**The problem**
Say how many lines in the entries contain "based", giving only the number.

**Records for processing**
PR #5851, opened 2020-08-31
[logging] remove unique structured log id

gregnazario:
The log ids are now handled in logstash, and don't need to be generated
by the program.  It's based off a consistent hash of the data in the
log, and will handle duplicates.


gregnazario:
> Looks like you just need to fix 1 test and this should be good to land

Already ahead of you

...

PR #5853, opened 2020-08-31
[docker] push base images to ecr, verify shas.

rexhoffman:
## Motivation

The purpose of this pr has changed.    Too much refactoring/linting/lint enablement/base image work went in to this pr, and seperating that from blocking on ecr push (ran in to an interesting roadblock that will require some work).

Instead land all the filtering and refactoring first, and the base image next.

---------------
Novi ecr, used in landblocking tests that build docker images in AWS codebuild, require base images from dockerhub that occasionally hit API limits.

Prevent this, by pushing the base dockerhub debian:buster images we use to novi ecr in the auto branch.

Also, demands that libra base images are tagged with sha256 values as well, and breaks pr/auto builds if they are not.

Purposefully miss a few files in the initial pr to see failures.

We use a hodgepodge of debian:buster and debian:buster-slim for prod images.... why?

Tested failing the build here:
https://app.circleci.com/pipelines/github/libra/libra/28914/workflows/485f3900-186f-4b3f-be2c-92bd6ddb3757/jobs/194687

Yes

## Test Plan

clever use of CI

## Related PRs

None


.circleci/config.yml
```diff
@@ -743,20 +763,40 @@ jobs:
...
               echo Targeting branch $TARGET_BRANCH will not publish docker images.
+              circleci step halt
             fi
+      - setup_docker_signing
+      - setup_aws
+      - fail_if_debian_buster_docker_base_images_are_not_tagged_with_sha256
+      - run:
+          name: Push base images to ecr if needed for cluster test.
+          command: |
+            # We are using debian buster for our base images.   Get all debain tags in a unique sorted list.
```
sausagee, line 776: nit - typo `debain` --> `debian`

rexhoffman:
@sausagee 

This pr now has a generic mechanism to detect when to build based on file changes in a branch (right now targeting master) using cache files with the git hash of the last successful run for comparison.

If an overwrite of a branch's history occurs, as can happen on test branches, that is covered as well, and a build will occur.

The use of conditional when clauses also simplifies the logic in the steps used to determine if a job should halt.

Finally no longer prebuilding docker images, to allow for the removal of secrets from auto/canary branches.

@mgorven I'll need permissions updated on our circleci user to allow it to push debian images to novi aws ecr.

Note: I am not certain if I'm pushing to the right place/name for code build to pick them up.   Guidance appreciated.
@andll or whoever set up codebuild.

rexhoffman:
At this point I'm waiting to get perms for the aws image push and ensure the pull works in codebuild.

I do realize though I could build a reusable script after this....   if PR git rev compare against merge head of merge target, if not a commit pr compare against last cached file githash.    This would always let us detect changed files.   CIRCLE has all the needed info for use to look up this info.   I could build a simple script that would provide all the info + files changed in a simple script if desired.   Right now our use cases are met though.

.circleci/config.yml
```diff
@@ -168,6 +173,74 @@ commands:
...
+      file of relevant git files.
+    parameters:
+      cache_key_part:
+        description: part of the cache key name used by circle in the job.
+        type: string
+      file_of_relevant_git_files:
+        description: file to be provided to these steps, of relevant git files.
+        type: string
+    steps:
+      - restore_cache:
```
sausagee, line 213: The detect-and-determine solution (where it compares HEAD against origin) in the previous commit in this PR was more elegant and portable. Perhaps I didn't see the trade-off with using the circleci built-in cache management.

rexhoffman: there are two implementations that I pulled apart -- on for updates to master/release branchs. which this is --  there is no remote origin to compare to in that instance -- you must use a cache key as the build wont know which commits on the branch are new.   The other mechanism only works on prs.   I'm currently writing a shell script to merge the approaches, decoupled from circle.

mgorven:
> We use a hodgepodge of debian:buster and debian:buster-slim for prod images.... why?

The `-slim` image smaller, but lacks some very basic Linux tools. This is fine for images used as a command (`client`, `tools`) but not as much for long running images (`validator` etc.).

**Exercise output**
2